Art in the Alley, South Detroit

CAMP was instrumental in working with community members in South Detroit to use CAMP’s model to help develop their Art in the Alley project. CAMP was invited to travel to Detroit and spend two days with community members sharing best practices and lessons learned.

Press Conference for the Coalition On Homelessness following the murder of Luis Gongora Pat by Mission Police

CAMP has also been active in working with our community partners in providing a space for actions and press conferences that accompany the murals they and/or other CAMP artists have created in support of their work for social, economic, environmental, and political justice; these have included: SOMCAN (South of Market Community Action Network), Hospitality House, the Coalition On Homelessness, WRAP (Western Regional Advocacy Project), AROC (Arab Resource Organizing Center) and Art Forces, Justice 4 Luis Gongora Pat, and United 4 Iran.
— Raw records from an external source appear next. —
PR #118, opened 2022-05-12
Proposal: use test suite structure

joshmoore:
Alternate proposal to #116 described under https://github.com/ome/ngff/pull/116#issuecomment-1124780956 to make use of the test suite structure from https://github.com/json-schema-org/JSON-Schema-Test-Suite#structure-of-a-test

<details>
<summary>
sciprt used to combine the JSON
</summary>

```
#!/usr/bin/env python

import glob
import json

template = """{{
    "description": "TBD",
    "schema": {{
        "id": "TBD"
    }},
    "tests": [
{tests}
    ]
}}
"""

test = """
  {{
    "formerly": "{filename}",
    "description": "TBD",
    "data": {data},
    "valid": "TBD"
  }}"""


tests = []
for prefix in ("valid*/**", "invalid*/**"):
    for filename in glob.glob(prefix):
        with open(filename) as o:
            try:
                data = json.load(o)
                data = json.dumps(data, indent=4)
            except:
                print(f"Error on {filename}")
                raise
        tests.append(test.format(filename=filename, data=data))

tests = ",\n".join(tests)
output = template.format(tests=tests)
print(json.dumps(
    json.loads(output),
    indent=2))
```

</details>

Here we are not really using the `schema` field correctly, and perhaps we agree to use:

```
"schemas": [ "schema/file_1", "schema/file_2"]
```


latest/tests/strict_image_suite.json
```diff
@@ -0,0 +1,388 @@
+{
+  "description": "TBD",
+  "schema": {
+    "id": "schemas/strict_image.schema"
```
sbesson, line 4: Potentially, we could use `$ref` here https://github.com/json-schema-org/JSON-Schema-Test-Suite/blob/bf383b4cf2a0b83957b232d3ba5a92222f632a08/tests/draft2019-09/id.json#L4 ?

latest/tests/test_validation.py
```diff
@@ -1,73 +1,85 @@
 import json
 import glob
 
+from dataclasses import dataclass
+from typing import List
+
 import pytest
 
-from jsonschema import RefResolver, Draft202012Validator
+from jsonschema import RefResolver, Draft7Validator
```
sbesson, line 9: I can't remember why we used the 202012 implementation. Is the goal here to have use the common-denominator? In that case would the version-agnostic `Validator` API be an option?

latest/tests/test_validation.py
```diff
@@ -1,73 +1,85 @@
...
+
+        # Validation
+        for filename in glob.glob("tests/*.json"):
+            with open(filename) as o:
+                suite = json.load(o)
+            schema = suite["schema"]
+            with open(schema["id"]) as f:
+                schema = json.load(f)
+            for test in suite["tests"]:
+                ids.append("validate_" + str(test["formerly"]).split("/")[-1][0:-5])
```
sbesson, line 56: Possibly points to using the `id` key - see https://github.com/json-schema-org/JSON-Schema-Test-Suite/blob/master/test-schema.json#L61 ?

latest/examples/multiscales_strict/.config.json
```diff
@@ -0,0 +1,3 @@
+{
+    "schema": "schemas/strict_image.schema"
```
sbesson, line 2: This almost makes me wonder whether this configuration file could be structured like the JSON schema test suite with some relative pointers to the real data e.g.

```json
{
    "description": "TBD",
    "schema": "schemas/strict_image.schema",
    "tests": [
        {
            "description": "TBD",
            "data": {
              "$ref": "multiscales_example.json"
            }
        },
                {
            "description": "TBD",
            "data": {
              "$ref": "multiscales_transformations.json"
            }
        }
    ]
}
```
 
 The primary downside is that we will have to remember to actively register new examples. The current implementation automatically detects them via `glob`

sbesson (changes requested):
In general, the proposal here closely matches what is described in https://github.com/ome/ngff/pull/116#issuecomment-1124780956.

Thanks for pushing a first draft of its implementation. Overall, I am more convinced that it is a valuable step forward as we try to increase the coverage of our entire specification with validation schemas.

A few inline questions which are more RFEs about using more of the upstream test-schema.json features.

Apart from fixing the CI, I assume the main remaining thing is to port the invalid tests and consuming the `valid` key in the test generation? And possibly apply the same changes to `0.4` in a separate PR?

latest/tests/strict_image_suite.json
joshmoore: We could use $ref, and then have a class or function elsewhere that provides the file to ref mapping, yes.

latest/tests/test_validation.py
joshmoore: My local version no longer had the dated Draft so I went with the latest. @will-moore may be able to say more.

latest/tests/test_validation.py
joshmoore: Yes, definitely happy to move away from these for the proper suite ones. For examples, we'll still need to generate.

latest/tests/strict_image_suite.json
joshmoore: Ah, I think I misunderstood. Not sure if adding `"$ref"` is within the intent of the suite writers, but we could certainly use it.

latest/tests/test_validation.py
will-moore: Sorry, don't remember

sbesson:
> Is that not what https://github.com/ome/ngff/pull/118/files#diff-55735767b6ee79dde0d4c0f1f3d88dced97cbeafb3bffc4ed05d514087a3e416R57 is doing?

Ah you're right that both valid and invalid `data` are tested in `image_suite.json`. I got slightly confused because `latest/tests/strict_image_suite.json` has `"valid": "TBD"`. I assume this gets intepreted as `true`?

latest/examples/multiscales_strict/.config.json
sbesson: Fair enough. :+1: for lowering the burden of extraction

latest/tests/strict_image_suite.json
sbesson: Mostly inspired by https://github.com/json-schema-org/JSON-Schema-Test-Suite/blob/060caae0dd58e34af0449baec1103606a0ef4977/test-schema.json#L23 which suggests that creating a ref to a meta-schema is not fully out of scope. But I do not advocate for making this PR too complex/hard to integrated

sbesson:
Great, this leave one remaining failed test  `duplicate_axes_name`. This is a tricky one as it the JSON is invalid as per the specification but this belongs to the class of data invalidities that the JSON schema is simply not suited to detect. Possible we just remove this test case to avoid the confusion?

joshmoore:
Looks like we're down to just the one "invalid_but_dont_fail" test:

```
self = Suite(schema={'$schema': 'https://json-schema.org/draft/2020-12/schema', '$id': 'https://ngff.openmicroscopy.org/lates...: '0', 'coordinateTransformations': [{'scale': [0.13, 0.13], 'type': 'scale'}]}], 'version': '0.5-dev'}]}, valid=False)
validator = Draft202012Validator(schema={'$defs': {'axes': {'contains': {'properties': {'name': {'type': 'string'}, 'type': {'enum...ma', '$schema': 'https://json...020-12/schema', 'description': 'JSON from OME-NGFF .zattrs', ...}, format_checker=None)

    def validate(self, validator) -> None:
        if not self.valid:
            with pytest.raises(ValidationError):
>               validator.validate(self.data)
E               Failed: DID NOT RAISE <class 'jsonschema.exceptions.ValidationError'>
```

@will-moore, what would you expect to do here? set `valid = true`?

will-moore:
Agree with @seb. Probably best to simply remove the `duplicate_axes_name` example. It's not an example of valid JSON, and it also can't be used to test the schema, so I think it's confusing to keep it anywhere.

joshmoore:
Thanks, both. That gets us back to green. Other then potentially refactoring some of the code to the top-level to be re-used between versions, I think I'm happy with this as a first round of refactoring.

sbesson (approved):
All good from my side. Happy to handle the conversion of the `0.4` tests as a follow-up

PR #119, opened 2022-05-12
Refactor 0.4 schema validation tests

sbesson:
Ports changes made against the latest version of the specification to consolidate the JSON test using the JSON schema test suite format

See https://github.com/ome/ngff/pull/118 for the corresponding PR against `latest`


joshmoore (approved):
Looks good and generally fine to get this in ASAP and iterate. As with #118 though, I still keep wondering if the test code shouldn't be in a usable library. Conceivably even the duplicated test suites could be shared at the top-level to prevent copy-n-paste but that perhaps is more confusing than it's worth.

PR #122, opened 2022-05-23
Plate/well JSON schemas (latest specification)

sbesson:
Ports all changes from #120 under `latest` including:

- the JSON schemas for the `plate` and `well` specification
- the plate/well JSON test suites
- the extraction of the specification snippets under `examples`

The changes should be identical to the original PR with the only exception being that the version is `0.5-dev` rather than `0.4`


joshmoore (approved):
Sorry! I thought this was actually in. (In fact, I just tried to show it to @will-moore in the mainline.)

PR #127, opened 2022-05-27
Add missing plate and well schemas for 0.1, 0.2, 0.3

will-moore:
As discussed in https://github.com/ome/ome-ngff-validator/pull/3, we can't validate HCS data for v 0.1, 0.2, 0.3 because of missing schemas.

This adds plate schema for 0.2 & 0.3 (copying over the 0.1 schema and updating version)
and adds well schema for 0.1, 0.2, 0.3 (copying the 0.4 schema). This only requires 'path' attribute which is correct for all versions.

cc @sbesson


0.2/schemas/well.schema
```diff
@@ -0,0 +1,47 @@
+{
+  "$schema": "https://json-schema.org/draft/2020-12/schema",
+  "$id": "https://ngff.openmicroscopy.org/0.4/schemas/well.schema",
```
sbesson, line 3:
```suggestion
  "$id": "https://ngff.openmicroscopy.org/0.2/schemas/well.schema",
```

0.3/schemas/plate.schema
```diff
@@ -0,0 +1,112 @@
+{
+  "$schema": "https://json-schema.org/draft/2020-12/schema",
+  "$id": "http://localhost:8000/plate.schema",
```
sbesson, line 3:
```suggestion
  "$id": "https://ngff.openmicroscopy.org/0.3/schemas/plate.schema"
```

0.3/schemas/well.schema
```diff
@@ -0,0 +1,47 @@
+{
+  "$schema": "https://json-schema.org/draft/2020-12/schema",
+  "$id": "https://ngff.openmicroscopy.org/0.4/schemas/well.schema",
```
sbesson, line 3:
```suggestion
  "$id": "https://ngff.openmicroscopy.org/0.3/schemas/well.schema",
```

0.2/schemas/plate.schema
```diff
@@ -0,0 +1,112 @@
+{
+  "$schema": "https://json-schema.org/draft/2020-12/schema",
+  "$id": "http://localhost:8000/plate.schema",
```
sbesson, line 3:
```suggestion
  "$id": "https://ngff.openmicroscopy.org/0.2/schemas/plate.schema",
```

0.2/schemas/plate.schema
```diff
@@ -0,0 +1,112 @@
...
+  "title": "NGFF Plate",
```
sbesson, line 4:
```suggestion
  "title": "OME-NGFF plate schema",
```

0.2/schemas/plate.schema
```diff
@@ -0,0 +1,112 @@
...
+          "description": "Maximum number of fields per view across all wells."
+        },
+        "acquisitions": {
+          "description": "Rows of the Plate grid",
+          "type": "array",
+          "items": {
+            "type": "object",
+            "properties": {
+              "id": {
+                "type": "number"
```
sbesson, line 81: Specified as `integer` in 0.4/latest schemas

0.2/schemas/plate.schema
```diff
@@ -0,0 +1,112 @@
...
+              },
+              "maximumfieldcount": {
+                "type": "number"
```
sbesson, line 84: Specified as `integer` in 0.4/latest schemas

0.2/schemas/plate.schema
```diff
@@ -0,0 +1,112 @@
...
+              },
+              "name": {
+                "type": "string"
+              },
+              "description": {
+                "type": "string"
+              },
+              "starttime": {
+                "type": "number"
```
sbesson, line 93: Specified as `integer` in 0.4/latest schemas

0.2/schemas/plate.schema
```diff
@@ -0,0 +1,112 @@
...
+              "maximumfieldcount": {
+                "type": "number"
+              },
+              "name": {
+                "type": "string"
+              },
+              "description": {
+                "type": "string"
+              },
+              "starttime": {
```
sbesson, line 92: Should we also have `endttime`?

0.3/schemas/plate.schema
```diff
@@ -0,0 +1,112 @@
...
+          "description": "Maximum number of fields per view across all wells."
+        },
+        "acquisitions": {
+          "description": "Rows of the Plate grid",
+          "type": "array",
+          "items": {
+            "type": "object",
+            "properties": {
+              "id": {
+                "type": "number"
```
sbesson, line 81: Same as above

0.3/schemas/plate.schema
```diff
@@ -0,0 +1,112 @@
...
+              },
+              "maximumfieldcount": {
+                "type": "number"
```
sbesson, line 84: Same as above

0.3/schemas/plate.schema
```diff
@@ -0,0 +1,112 @@
...
+              },
+              "name": {
+                "type": "string"
+              },
+              "description": {
+                "type": "string"
+              },
+              "starttime": {
+                "type": "number"
```
sbesson, line 93: Same as above

sbesson (changes requested):
A few comments based on manual comparison with  https://github.com/ome/ngff/blob/main/0.4/schemas/plate.schema and https://github.com/ome/ngff/blob/main/0.4/schemas/well.schema.

Ideally, it would be useful to have a JSON test suite for each version/specification with minimally a compliant example so that we can test the validation logic works.

will-moore:
@sbesson Thanks for the fixes etc. I think the other issues are fixed in [09ab485](https://github.com/ome/ngff/pull/127/commits/09ab485d2869fbae8e3346f0694b399613e79b9e)

will-moore:
I'll add tests...

will-moore:
"feels like an overhead for the scope of this work" -> you think it should be done in this PR, or it outside the scope of this PR?
Pushed fix to 0.1 plate.schema.

sbesson (approved):

sbesson:
> you think it should be done in this PR, or it outside the scope of this PR?

Not worth it imo unless we start adding more content to these old versions schemas.

will-moore:
I'm missing something. Having merged this, I'd expect https://github.com/ome/ngff/tree/main/0.3/schemas to show plate.schema but I don't see it there??

sbesson:
@joshmoore would this be related to the afternoon force push events?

Artists from Yogyakarta working with children at day care in SoMa

Finally, CAMP has worked internationally through two exchange projects and residencies with Yogyakarta Indonesia. The most recent in 2018/19 CAMP artists have been working with the village of Panggungharjo on the outskirts of Yogyakarta, and the artists from Yogyakarta worked with our community partners AROC, SOMCAN, the Coalition On Homelessness, the Asian Art Museum, and the Poster Syndicate.


Clarion Alley Mural Project (CAMP) will continue to be a three-dimensional space through which public art and community engagement and service is used as a force for those who are marginalized and a place where culture and dignity speak louder than the rules of private property or a lifestyle that puts profit before compassion, respect, and social justice.